È tra i Sessanta e i Settanta del Novecento che i due partiti maggiori americani trovano una differente collocazione.
Il Grand Old Party volge a destra per raccogliere i consensi di quella che Richard Nixon definisce ‘la maggioranza silenziosa’, avversa alle contestazioni e alla violenza sociale, della quale fanno parte individui non giovani, non poveri, non afroamericani.
I democratici parlano di “formare una nuova coalizione di sinistra composta da giovani, neri, poveri, persone bene istruite, alienati sociali, gruppi minoritari e intellettuali” mentre descrivono la classe media e le associazioni di bianchi come “razzisti”.
Viene identificato dagli studi ‘l’elettore medio’ statisticamente parlando.
È “una casalinga bianca cattolica quarantasettenne residente a Dayton, Ohio, sposata con un macchinista”.
E cosa era allora a base della consapevolezza politica?
“Sapere che la signora di Dayton ha paura di camminare da sola per strada la sera, che ha pensieri contrastanti sulla questione dei neri e dei diritti civili perché prima di finire in periferia viveva in un quartiere che era diventato un ghetto nero, sapere che suo cognato è un poliziotto, sapere che non avrebbe i soldi per spostarsi se il suo nuovo quartiere si deteriorasse, sapere che è profondamente angosciata dal fatto che suo figlio frequenta un community college in cui è stato scoperto che gira l’LSD…”
Certo, non tutti i particolari collimano, ma, confrontando quanto qui riportato (ripreso dallo straordinario recente imperdibile saggio di Jill Lepore intitolato ‘Queste verità.
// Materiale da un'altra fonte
PR #5843, opened 2021-12-24
Converted the max turns drop down to a slider, idea courtesy of SomeTroglodyte

xlenstra:
Could probably be changed so the step size changes when more to the right on the slider, but for now this works fine.
Also includes a score breakdown in the stat screen menu

<details> <summary> Pic: </summary>

image

</details>

### DIFF
--- a/core/src/com/unciv/logic/GameInfo.kt
+++ b/core/src/com/unciv/logic/GameInfo.kt
@@ -3,10 +3,8 @@ package com.unciv.logic
 import com.unciv.Constants
 import com.unciv.UncivGame
 import com.unciv.logic.BackwardCompatibility.removeMissingModReferences
-import com.unciv.logic.BackwardCompatibility.replaceDiplomacyFlag
 import com.unciv.logic.automation.NextTurnAutomation
 import com.unciv.logic.civilization.*
-import com.unciv.logic.civilization.diplomacy.DiplomacyFlags
 import com.unciv.logic.city.CityInfo
 import com.unciv.logic.map.TileInfo
 import com.unciv.logic.map.TileMap
@@ -290,7 +288,7 @@ class GameInfo {
         
         val winningCiv = civilizations
             .filter { it.isMajorCiv() && !it.isSpectator() && !it.isBarbarian() }
-            .maxByOrNull { it.calculateScore() } 
+            .maxByOrNull { it.calculateScoreBreakdown().values.sum() } 
             ?: return // Are there no civs left?
         
         winningCiv.victoryManager.hasWonTimeVictory = true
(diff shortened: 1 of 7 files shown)


SomeTroglodyte:
<details><summary>Should you wish your original allowed values...</summary>

```patch
Index: core/src/com/unciv/ui/utils/UncivSlider.kt
IDEA additional info:
<+>UTF-8
diff --git a/core/src/com/unciv/ui/utils/UncivSlider.kt b/core/src/com/unciv/ui/utils/UncivSlider.kt
--- a/core/src/com/unciv/ui/utils/UncivSlider.kt	(revision cd8b60ff3d798574fa09841a121417706498db6b)
+++ b/core/src/com/unciv/ui/utils/UncivSlider.kt	(date 1640385510201)
@@ -73,15 +73,21 @@
             slider.stepSize = value
             stepChanged()
         }
+    /** Returns true if the slider is being dragged. */
     val isDragging: Boolean
         get() = slider.isDragging
     var isDisabled: Boolean
         get() = slider.isDisabled
         set(value) { slider.isDisabled = value }
+    /** Sets the range of this progress bar. The progress bar's current value is clamped to the range. */
     fun setRange(min: Float, max: Float) {
         slider.setRange(min, max)
         setPlusMinusEnabled()
     }
+    /** Will make this progress bar snap to the specified values, if the knob is within the threshold. */
+    fun setSnapToValues(values: FloatArray?, threshold: Float) {
+        slider.setSnapToValues(values, threshold)
+    }
 
     // Value tip format
     var tipFormat = "%.1f"
Index: core/src/com/unciv/ui/newgamescreen/GameOptionsTable.kt
IDEA additional info:
<+>UTF-8
diff --git a/core/src/com/unciv/ui/newgamescreen/GameOptionsTable.kt b/core/src/com/unciv/ui/newgamescreen/GameOptionsTable.kt
--- a/core/src/com/unciv/ui/newgamescreen/GameOptionsTable.kt	(revision cd8b60ff3d798574fa09841a121417706498db6b)
+++ b/core/src/com/unciv/ui/newgamescreen/GameOptionsTable.kt	(date 1640386403279)
@@ -136,11 +136,13 @@
         if (!gameParameters.victoryTypes.contains(VictoryType.Time)) return null
 
         add("{Max Turns}:".toLabel()).left().expandX()
-        val slider = UncivSlider(250f, 1500f, 25f) {
+        val slider = UncivSlider(250f, 2000f, 25f) {
             gameParameters.maxTurns = it.toInt()
         }
         slider.permanentTip = true
         slider.isDisabled = locked
+        val snapValues = floatArrayOf(250f,300f,350f,400f,450f,500f,550f,600f,650f,700f,750f,800f,900f,1000f,1250f,1500f,2000f)
+        slider.setSnapToValues(snapValues, 250f)
         slider.value = gameParameters.maxTurns.toFloat()
         return slider
     }
```
</details>

Should work with Studio `Git-Patch-Apply Patch from Clipboard`.

xlenstra:
> 

Thanks!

Una storia degli Stati Uniti d’America’) ai presenti accadimenti e alla contrapposizione ancora una volta in atto, molte le somiglianze.
Allora – nel 1968 e nel 1972 con Richard Nixon – la destra prevalse (per governare poi, salvo la parentesi Carter seguita al Watergate, fino al Clinton 1992).
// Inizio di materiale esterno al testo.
PR #5336, opened 2021-09-27
Change NationIcon for 4 nation

AdityaMH:

PR #5844, opened 2021-12-24
Better Icon

AdityaMH:
Don't forget to update png, and atlas


SomeTroglodyte:
I like the "old" one better - yes it's quite cluttered, but it's unequivocally Maya. The RekMod one could just as well fit the Olmecs, Toltecs, or just about all of the mesoamerican cultures...

ravignir:
It is not my icon. It is an Icon from civ5 expansion mod.

xlenstra:
If that is the case, we don't have explicit permission from the author to use it, and thus probably legally cannot use it either way

AdityaMH:
> It is not my icon. It is an Icon from civ5 expansion mod.

And also @k4zoo never touch his mod too.
Also we need change this too.
https://github.com/yairm210/Unciv/blob/master/android/Images.Construction/UnitIcons/Horse%20Archer.png

will-ca:
@xlenstra I looked at it this morning. It's actually very likely a blurred version of an exact trace from Civ V, and thus not legally usable for us even if the mod author tried to give permission. In fact I think this is probably a rare case where the icon design itself is distinctive/novel enough to have copyright protection for Firaxis, so even if we remade it from scratch we still couldn't use it.

Options:
- Keep current.
- Prove that Firaxis *don't* own the design— E.G. By finding an identical museum artefect— And then remake it from scratch to clean the specific file's copyright stuff.
- Make a similar icon that draws inspiration from it while being novel, distinct, or generic enough to not infringe the copyright.

xlenstra:
In my personal opinion, the current image is fine and I don't see the extra value of creating an entirely new one. I'll close this for that reason, if more discussion on this pops up, I'm fine with reopening it again.

This also reminds me that a few months ago, a similar PR was accepted which also changed a few icons to their RekMod versions, in #5336. That would be the following images:
[China](https://github.com/ravignir/5Hex-Tileset/blob/master/Images/NationIcons/China.png), [Inca](https://github.com/ravignir/5Hex-Tileset/blob/master/Images/NationIcons/Inca.png), [Iroquois](https://github.com/ravignir/5Hex-Tileset/blob/master/Images/NationIcons/Iroquois.png), [Songhai](https://github.com/ravignir/5Hex-Tileset/blob/master/Images/NationIcons/Songhai.png).
@ravignir, are those also not your original works? If so and we also don't know the actual author, these should probably for legal reasons* either be reverted or replaced by some new icons.

*Note: I am not a lawyer

ravignir:
> In my personal opinion, the current image is fine and I don't see the extra value of creating an entirely new one. I'll close this for that reason, if more discussion on this pops up, I'm fine with reopening it again.
> 
> This also reminds me that a few months ago, a similar PR was accepted which also changed a few icons to their RekMod versions, in #5336. That would be the following images: [China](https://github.com/ravignir/5Hex-Tileset/blob/master/Images/NationIcons/China.png), [Inca](https://github.com/ravignir/5Hex-Tileset/blob/master/Images/NationIcons/Inca.png), [Iroquois](https://github.com/ravignir/5Hex-Tileset/blob/master/Images/NationIcons/Iroquois.png), [Songhai](https://github.com/ravignir/5Hex-Tileset/blob/master/Images/NationIcons/Songhai.png). @ravignir, are those also not your original works? If so and we also don't know the actual author, these should probably for legal reasons* either be reverted or replaced by some new icons.
> 
> *Note: I am not a lawyer

China and Inca are 100% my original works. Songhai and Iroquois are heavily based of Civ5 icons (so i can see it might not be ok to use them).

will-ca:
I couldn't find any pre-existing uses of the Iroquois and Songhai symbols before Civ V. In my not-a-lawyer opinion, that means that the designs are owned by Firaxis and probably can't be used even if modified or re-created.

E.G. Precedent: https://www.martindale.com/legal-news/article_hinshaw-culbertson-llp_931362.htm

The Iroquois, at least, apparently have a pretty cool-looking IRL symbol that dates back to well into Public Domain times, with an .SVG already available on Wikimedia Commons:

https://en.wikipedia.org/wiki/Flag_of_the_Iroquois_Confederacy

That does raise the question of why Firaxis decided to make their own symbol— Would there be non-IP, cultural issues with using this symbol?

The Songhai seem trickier to me. I can't find anything on their symbology. Their predecessor and successor states both have banners, but there's not so much as a single Songhai coin from Googling.

…It looks like Firaxis may have mashed together a bunch of geometric motifs from traditional West African textiles: https://forums.civfanatics.com/threads/what-do-all-of-the-civ-insignias-mean.443101/page-4#post-11611058

So could make a new design using those shapes.

AdityaMH:
Think about it, America, Arabian, Aztec, Byzantium, Japan has same icon as Firaxis have. Should we change it too?

will-ca:
@AdityaMH No. "Same as Firaxis" isn't what matters. Problem is copyright status. The ones you mentioned are mostly pre-existing historical or generic symbols that Firaxis has no ownership over, and were sourced from The Noun Project, where the authors of the files used have explicitly granted a license. Neither of these facts are true for the Iroquois and Songhai.

AdityaMH:
That's not i mean. thenounproject created by unknown user.
should we ask the creator where/how they find or created that icon?
Or should our member place all icon to thenounproject for legit copyright?

also, i not lawyer too.

ravignir:
Iroquois
Songhai
What about these?

xlenstra:
Top one looks good, the bottom icon kind of reminds me of the confederate flag, though that might be just me :)

will-ca:
Looks pretty cool IMO. Creative, original, distinct, and with historical inspiration.

Maybe a bit elaborate— Thought not any more so than some of the existing icons. Are they good zoomed out on a map?

Didn't see the Confederate flag myself, though I guess there is a certain resemblance. Maybe with just a dot and not the star in the middle?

Difficile (non impossibile), parrebbe, possa succedere ancora visti i cambiamenti nella composizione dell’elettorato laddove i citati allora componenti della ‘maggioranza silenziosa’ sono minoranza.
È questa una previsione quanto al 3 novembre?
È la definizione di una tendenza guardando alla quale la vittoria di Donald Trump nel 2016 appare a dir poco anomala.
Non è vero, d’altra parte, che già dopo il 2012 e la sconfitta subita da Mitt Romney il partito repubblicano, in uno spietato documento che è stato chiamato ‘Autopsia’, ha riconosciuto come sia indispensabile per il futuro rivedere l’intera sua strategia e cercare nuova collocazione?
Un Trump nuovamente vincente – da questo punto di vista non contingente – bloccherebbe per altri quattro anni il da molti ritenuto necessario cammino.
Un Trump perdente lo aprirebbe.
Avrà una qualche incidenza tale considerazione?